Mitigation of plasma-material interactions with low-Z powders in DIII-D H-mode discharges

First experiments with multiple low-Z powder injections in DIII-D H-mode discharges demonstrated enhanced divertor dissipation with a rapid reduction of divertor electron temperature from 30 eV to below 10 eV, increasing divertor neutral pressure from 0.9 to 9 mTorr, and transition into stable detachment during the injection. In some cases, the plasma was observed to detach during powder injection, and in all cases, good energy confinement (W_mhd=0.7 MJ, τ_E=0.11 s) was maintained. 

Lithium (Li), boron (B), and boron nitride (BN) powders (5-100 μm) were injected in upper-single-null H‑mode plasmas (I_p~1 MA, B_t=2 T, P_NB~6 MW, n_e~3.6-5.0x10¹⁹ m^-3) in 2-s intervals at rates of 1-50 mg/s. Data reveal that the low Z powder injection increased line emission in the plasma boundary and near the divertor. EMC3-EIRENE modeling was used to resolve the species-dependent magnitude and spatial distribution of the radiative power losses.
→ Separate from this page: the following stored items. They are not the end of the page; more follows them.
PR #147, opened 2022-08-24
Add Apple Smart App Banner Meta Tag

meisekimiu:
Add a meta tag to the base HTML pages to allow iOS to show a smart app banner for the Permanent iOS app.

Resolves PER-8453: Notify members that they can download app (iOS)

### DIFF
--- a/src/index.html
+++ b/src/index.html
@@ -21,6 +21,7 @@
   <meta name="msapplication-TileColor" content="#2b5797">
   <meta name="msapplication-config" content="assets/icon/browserconfig.xml">
   <meta name="theme-color" content="#ffffff">
+  <meta name="apple-itunes-app" content="app-id=1571883070">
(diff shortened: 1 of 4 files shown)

It is found that Li radiates more from the separatrix region and thus has a more substantial cooling effect on the core-edge. On the other hand, B and BN radiation is more concentrated in the divertor. Lithium powder injection at a rate of 3.3 mg/s causes an increase of divertor pressure by a factor of 3, while it was increased by only 1.5 in the case of B despite a higher rate of 35 mg/s¹.

Synergistic use of boron and nitrogen in the form of BN powder at a rate of 81 mg/s showed the most substantial increase in divertor neutral pressure by one order of magnitude and lasting detachment without a significant change in core density and energy confinement.

The concomitant increase in fueling rates to maintain density and the reduction of O, C, and neutral D line emission in the plasma edge and divertor suggest additional wall conditioning effects from the cumulative injection of low-Z non-recycling materials².